Data items:
PR #5238, opened 2026-01-23
(Add) WebAuthn/FIDO2 Security Key Support for 2FA

sudo2k16:
This PR adds hardware security key support (FIDO2/WebAuthn) as an additional two-factor authentication method.

### Changes

- Adds `asbiin/laravel-webauthn` package for WebAuthn functionality
- Users can register multiple security keys in their 2FA settings
- Security keys are prioritized over TOTP codes during login
- Falls back to TOTP code if user doesn't have a security key or cancels

### New Files

- `RedirectIfTwoFactorAuthenticatable` - Extends Fortify's 2FA detection to check for security keys
- `WebAuthnTwoFactorController` - Handles WebAuthn authentication during login
- `SecurityKeyForm` - Livewire component for managing security keys
- Migration for `webauthn_keys` table

### How It Works

1. User registers a security key in Settings -> Two-Factor Authentication
2. On next login, if the user has a security key registered, they're prompted to use it
3. If TOTP is also enabled, user can switch to code entry as fallback

### Testing

- Tested with YubiKey 5
- Works in Chrome, Firefox, Safari
- Requires HTTPS


Roardom (changes requested):
Wow. Thanks for the PR. This is quite big (and might take some time to review). I've done a quick glance over so far, and first thing I notice is that 2500 of the 4000 lines of code changed are in the lock file. I think you might have accidentally updated all the dependencies instead of just adding the new ones. Can you avoid updating unnecessary packages to make it easier to review? While I'd like to trust you, any added package could be malicious, and I'd rather not go through the extra 2500 lines.

And also on that note, are you using in prod and trust the code or this is a proof of concept? Did you write this yourself following docs or did you use an LLM? Just trying to figure out how fine of a comb I need to go over this considering how critical it is to ensure this code is secure.

sudo2k16:
> Wow. Thanks for the PR. This is quite big (and might take some time to review). I've done a quick glance over so far, and first thing I notice is that 2500 of the 4000 lines of code changed are in the lock file. I think you might have accidentally updated all the dependencies instead of just adding the new ones. Can you avoid updating unnecessary packages to make it easier to review? While I'd like to trust you, any added package could be malicious, and I'd rather not go through the extra 2500 lines.
> 
> And also on that note, are you using in prod and trust the code or this is a proof of concept? Did you write this yourself following docs or did you use an LLM? Just trying to figure out how fine of a comb I need to go over this considering how critical it is to ensure this code is secure.

Good catch on the lock file - that was unintentional, I'll clean that up.

To answer your question: I wrote this myself following Laravel docs, though I did use AI as a coding assistant to help speed things up and catch edge cases. I've reviewed and tested the code myself. Happy to address any specific concerns you have during review.

sudo2k16:
Just pushed a cleaned up version. The lock file is still ~1,500 lines but that's the webauthn package's dependencies - it pulls in 15 new packages (web-auth/webauthn-lib, spomky-labs crypto libs, some symfony components, etc.). Only 3 existing packages changed: league/uri got a minor bump (7.7 -> 7.8) and symfony/clock downgraded for compatibility. Can't really make it smaller since those are all needed for the FIDO2 spec implementation.

PR #5243, opened 2026-01-27
(Update) Prevent showing cspell progress in ci

Roardom:


Roardom:
Very nice. It caught a recent error.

WHAT YOU HAVE TO DO
Retype only this portion of the data above: the line containing "- Security keys", the line containing "managing security keys", and all lines between them, exactly.

FINISHED TASK
- Security keys are prioritized over TOTP codes during login
- Falls back to TOTP code if user doesn't have a security key or cancels

### New Files

- `RedirectIfTwoFactorAuthenticatable` - Extends Fortify's 2FA detection to check for security keys
- `WebAuthnTwoFactorController` - Handles WebAuthn authentication during login
- `SecurityKeyForm` - Livewire component for managing security keys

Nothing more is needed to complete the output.